◆ What is expected: From the line containing "feat(sdk): add out" down to the final line of the entries below, restate each line word for word and add nothing.
____
PR #246, opened 2026-06-29
feat(sdk): add out of the box controls - part 1

namrataghadi-galileo:
## Summary
- Added Phase 1 out-of-box controls bootstrap tooling so startup can safely seed controls later without duplicating rows or blocking pod startup.
- Added evaluator gating, namespace-aware seeding, initial version creation, idempotency, duplicate-name race handling, and fail-open lifespan integration.

## Scope
- User-facing/API changes: None.
- Internal changes: New `agent_control_server.bootstrap` module, startup seeding hook, and bootstrap tests.
- Out of scope: Actual OOTB control definitions, Phase 2 regex/json/list templates, and Phase 3 Luna metadata seeding.

## Risk and Rollout
- Risk level: low
- Rollback plan: Remove the lifespan call to `seed_out_of_box_controls` and/or revert the bootstrap module and related tests.

## Testing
____
◆ Task response:
feat(sdk): add out of the box controls - part 1

namrataghadi-galileo:
## Summary
- Added Phase 1 out-of-box controls bootstrap tooling so startup can safely seed controls later without duplicating rows or blocking pod startup.
- Added evaluator gating, namespace-aware seeding, initial version creation, idempotency, duplicate-name race handling, and fail-open lifespan integration.

## Scope
- User-facing/API changes: None.
- Internal changes: New `agent_control_server.bootstrap` module, startup seeding hook, and bootstrap tests.
- Out of scope: Actual OOTB control definitions, Phase 2 regex/json/list templates, and Phase 3 Luna metadata seeding.

## Risk and Rollout
- Risk level: low
- Rollback plan: Remove the lifespan call to `seed_out_of_box_controls` and/or revert the bootstrap module and related tests.

## Testing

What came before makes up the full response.